Rinso was one of the first mass-marketed soap powders. It was advertised widely on United States radio, being the sponsor of many radio programs such as the popular daytime soap opera Big Sister from 1936 to 1946, the dramatic anthology Grand Central Station from 1940 to 1942, the night-time programs Big Town from 1937 to 1942, Mayor of the Town from 1942 to 1943, and most notably The Amos 'n' Andy Show from 1943 to 1950. During this time the product's advertisements happily chanted the slogan "Rinso white, Rinso bright" and boasted that Rinso contained "Solium, the sunlight ingredient". In 1936 the sponsored show Rinso Music Hall was recorded in London and broadcast on Radio Luxembourg and Radio Normandie, followed from 1937 to 1939 by the popular Rinso Radio Revue.

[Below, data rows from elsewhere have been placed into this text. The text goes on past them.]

Issue #1460, opened 2023-12-08
Display <otherfindaid> at the component level


marlo-longley:
Archivists have confirmed that this is not necessary to index into full text search at the component level. So this ticket is for display only.

This ticket is broken out of #898

marlo-longley:
Closed by https://github.com/projectblacklight/arclight/pull/1466/

Issue #1459, opened 2023-12-08
Display fileplan at collection and component levels


marlo-longley:
[fileplan](https://www.loc.gov/ead/tglib/elements/fileplan.html)

- [x] Display at the collection level
- [x] Display at the component level

This ticket is broken out of https://github.com/projectblacklight/arclight/issues/898

marlo-longley:
Closed by https://github.com/projectblacklight/arclight/pull/1466

Issue #1456, opened 2023-12-08
Display <odd> 


marlo-longley:
This is a widely used field.

This ticket is broken out of https://github.com/projectblacklight/arclight/issues/898

marlo-longley:
In searching the codebase I am not finding any `<odd>` in our fixture data. I think this needs further confirmation that it is being displayed.

gwiedeman:
There is an `<odd>` here: https://github.com/projectblacklight/arclight/blob/91420125acc80381502a8b0996b39b931f3bf4aa/spec/fixtures/ead/nlm/alphaomegaalpha.xml#L77

But I didn't add tests for these, which could be useful.

marlo-longley:
Thank you!! Oops.

Issue #1452, opened 2023-12-08
Handle bioghist at collection and component levels


marlo-longley:
[bioghist](https://www.loc.gov/ead/tglib/elements/bioghist.html)

We are already indexing this field into the searchable text fields bucket on the collection level.

Tasks

 - [x] Display at the collection level
 - [x] Index at the component level
 - [x] Display at the component level

This ticket is broken out of https://github.com/projectblacklight/arclight/issues/898

gwiedeman:
Will soon display in component level and added example to fixtures: http://localhost:3000/catalog/aoa271aspace_563a320bb37d24a9e1e6f7bf95b52671

marlo-longley:
Confirmed this is not displaying at the collection and component level, closed by https://github.com/projectblacklight/arclight/pull/1466/files

PR #1466, opened 2023-12-08
Adds missing elements

gwiedeman:
This adds the straightforward missing elements, mostly at the component level.

This should address #1450, #1451, #1452, #1456, #1459, and #1460. Also added some test examples for many.


seanaery:
Thanks for knocking these out! One quick thing -- I think we will need to add labels for these new fields in https://github.com/projectblacklight/arclight/blob/main/lib/generators/arclight/templates/config/locales/arclight.en.yml else a field like `odd` will probably render with a header like `Odd` instead of something intuitive like `Other descriptive data`.

seanaery (approved):
Excellent -- and thanks for supplementing the fixtures!

PR #1471, opened 2023-12-11
Fix issue with duplicate ids on the page

lfarrell:
Split out from: https://github.com/projectblacklight/arclight/pull/1447

### DIFF
--- a/app/views/catalog/_document_list.html.erb
+++ b/app/views/catalog/_document_list.html.erb
@@ -2,7 +2,7 @@
 <% # https://github.com/projectblacklight/blacklight/blob/v8.1.0/app/views/catalog/_document_list.html.erb %>
 <% # container for all documents in index list view -%>
 <% view_config = local_assigns[:view_config] || blacklight_config&.view_config(document_index_view_type) %>
-<div id="<%= 'documents' unless grouped? %>" class="al-document-listings documents-<%= view_config&.key || document_index_view_type %>">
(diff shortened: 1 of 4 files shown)


app/views/catalog/_document_list.html.erb
```diff
@@ -0,0 +1,8 @@
+<% # Override to remove id="documents" on div. When documents are grouped it causes duplicate id issues %>
+<% # https://github.com/projectblacklight/blacklight/blob/v8.1.0/app/views/catalog/_document_list.html.erb %>
+<% # container for all documents in index list view -%>
+<% view_config = local_assigns[:view_config] || blacklight_config&.view_config(document_index_view_type) %>
+<div class="al-document-listings documents-<%= view_config&.key || document_index_view_type %>">
```
seanaery, line 5: After looking closer, I think we'll need to keep the `documents` id in a non-grouped view of search results (to accommodate the `Skip to First Result` skip-link in those views). Here's a recommended way to only remove it only when the results are grouped...
```
<div id="<%= 'documents' unless grouped? %>" class="...">
```

seanaery (changes requested):
Just one change to make, per my inline comment/suggestion. That `Skip to First Result` link will have to work whether in grouped or ungrouped view...

app/views/catalog/_document_list.html.erb
lfarrell: Updated. I modified it slightly `<div <%= 'id="documents"'.html_safe unless grouped? %>` to avoid having empty ids for grouped records, `id=""`

seanaery (approved):

marlo-longley (approved):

The product's claim to better rinsing was due to its incorporation of sodium silicate as a buffer rather than, or in addition to, the more commonly used sodium carbonate. The hard water calcium precipitate formed with metasilicate tends to be finer and hence less likely to be trapped in cloth than the chalky calcium carbonate.

In the 1950s, sales plummeted when a new detergent, Tide, manufactured by rival Procter & Gamble, proved to be much more popular. Rinso was revamped in the early 1950s as a detergent with added bluing agent, and was branded and distinctively packaged as Rinso Blue, to differentiate it from the still available Rinso White soap powder. By the mid-1960s the soap product was discontinued. The detergent was again reformulated, and given a new name, Sunshine Rinso. The justification for the name change was that the new and improved Rinso now had "sunshine whiteners". There was heavy ad backing (for example, a heavily played commercial during this time period was a pop version of a Sunshine Rinso jingle, set to You Are My Sunshine). Sales did not improve appreciably, and Rinso eventually disappeared from store shelves by the mid-1970s, although the liquid detergent Rinso Blue could still be seen on American shelves as recently as the late 1980s.

In 1953 it was the first laundry soap brand introduced in Brazil. Despite being out of production in the country for decades, "Rinso" is still slang for "laundry soap" in some areas in the south of Brazil.

In 1992, the Southern California-based 99 Cents Only Stores purchased the rights to the name "Rinso" from Unilever for use in the United States. Rinso brand cleaning supplies were prominently displayed in their stores.

The Rinso brand was replaced by Unilever with Surf in its four major markets. However, Rinso is still made by Unilever for the Turkish, Asian, and Central American markets. In September 1970, Rinso was launched in Indonesia as the nation's first detergent brand. As of 2013, Rinso leads the Indonesian detergent market.